# Choctaw crappie



## FishWalton (Jul 22, 2010)

Went out today and got our first mess of nice crappie. One over 13 inches. The rest 10 plus. Water still too warm to make them school. Water Temp still about 61 degress. 5 to 10 degrees colder will make a difference, but if we have another warm winter like last year I don't look for a bite like a couple of years ago. 

Caught a few short specks and one keeper bass on a green with black/silver glitter Scoot-a-jig. 

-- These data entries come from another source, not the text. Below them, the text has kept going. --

PR #376, opened 2025-04-07
fix: correct the prebuilds type definition

SasSwart:
As documented in the updated code, prebuilds require a slice in the type definition to allow terraform parsing tools to use our defined types and avoid duplication or drift.


dannykopping (approved):
LGTM

PR #379, opened 2025-04-11
chore: enhance parameter validation error messages 

Emyrk:
Validation code is exported for external use

### DIFF
--- a/provider/formtype.go
+++ b/provider/formtype.go
@@ -115,9 +115,11 @@ var formTypeTruthTable = map[OptionType]map[bool][]ParameterFormType{
 // The use case is when using multi-select. The options are 'string' and the
 // value is 'list(string)'.
 func ValidateFormType(paramType OptionType, optionCount int, specifiedFormType ParameterFormType) (OptionType, ParameterFormType, error) {
-	allowed, ok := formTypeTruthTable[paramType][optionCount > 0]
+	optionsExist := optionCount > 0
+	allowed, ok := formTypeTruthTable[paramType][optionsExist]
 	if !ok || len(allowed) == 0 {
-		return paramType, specifiedFormType, xerrors.Errorf("value type %q is not supported for 'form_types'", paramType)
+		// This error should really never be hit, as the provider sdk does an enum validation.
+		return paramType, specifiedFormType, xerrors.Errorf("\"type\" attribute=%q is not supported, choose one of %v", paramType, OptionTypes())
 	}
 
 	if specifiedFormType == ParameterFormTypeDefault {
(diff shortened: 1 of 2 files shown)


provider/parameter.go
```diff
@@ -459,6 +412,93 @@ func valueIsType(typ OptionType, value string) diag.Diagnostics {
...
+		return singleDiag(diag.Diagnostic{
+			Severity:      diag.Error,
+			Summary:       "Invalid form_type for parameter",
+			Detail:        err.Error(),
+			AttributePath: cty.Path{cty.GetAttrStep{Name: "form_type"}},
+		})
+	}
+
+	optionNames := map[string]interface{}{}
+	optionValues := map[string]interface{}{}
```
aslilac, line 429:
```suggestion
	optionNames := map[string]any{}
	optionValues := map[string]any{}
```

aslilac (approved):

provider/formtype.go
```diff
@@ -126,7 +128,27 @@ func ValidateFormType(paramType OptionType, optionCount int, specifiedFormType P
...
+		// It serves as a more helpful error message.
+		//
+		// Eg: form_type=slider is valid for type=number, but invalid if options exist.
+		// And this error message is more accurate than just saying "form_type=slider is
+		// not valid for type=number".
+		if slices.Contains(opposite, specifiedFormType) {
+			if optionsExist {
+				optionMsg = " when options exist"
+			} else {
+				optionMsg = " when options do no exist"
```
johnstcn, line 145:
```suggestion
				optionMsg = " when options do not exist"
```

provider/parameter.go
```diff
@@ -459,6 +412,93 @@ func valueIsType(typ OptionType, value string) diag.Diagnostics {
...
+			if !defaultIsValid {
+				return singleDiag(diag.Diagnostic{
+					Severity:      diag.Error,
+					Summary:       "Default value must be a valid option",
+					Detail:        fmt.Sprintf("the value %q must be defined as one of options", v.Default),
+					AttributePath: cty.Path{cty.GetAttrStep{Name: "default"}},
+				})
+			}
+		}
+	}
```
johnstcn, line 497: suggestion: move this block up so we can exit early and then continue the rest of the validation knowing that `len(v.Option) > 0`.

johnstcn (approved):

provider/parameter.go
Emyrk: The `if...else` blocks still exists. I can bring this `if...else` 1 scope up if I add an early exit on `default != "" || len(v.Option) == 0`. I don't think it is much of an improvement.

I am going to leave it as it was for now.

Boats were all over the place looks for specks and reds, but a few mullet anglers were at the hole.


----------



## Faithnfishin (Dec 5, 2010)

Hey great job, did not realize there were crappie in Choctaw, do you use mostly live bait? I lived up in NC for a few years and used to tear them up in the large lakes. I never knew we had much of a fishery here but am now wondering if it is just that most folks don't know how to fish for them.


----------



## FishWalton (Jul 22, 2010)

The Choctawhatcnee River system is not known for great crappie fishing, but you can find a few here and there. I use live minnows but would like to learn more about using jigs. I have a snowbird friend who comes down each winter and we fish a good bit together. He a jig expert. Looking forward to his arrival next month and more lessons on jig fishing. It hard to break the minnow habit though. 

I hear of some crappie catches over in the Escambia River, but not sure about Blackwater. 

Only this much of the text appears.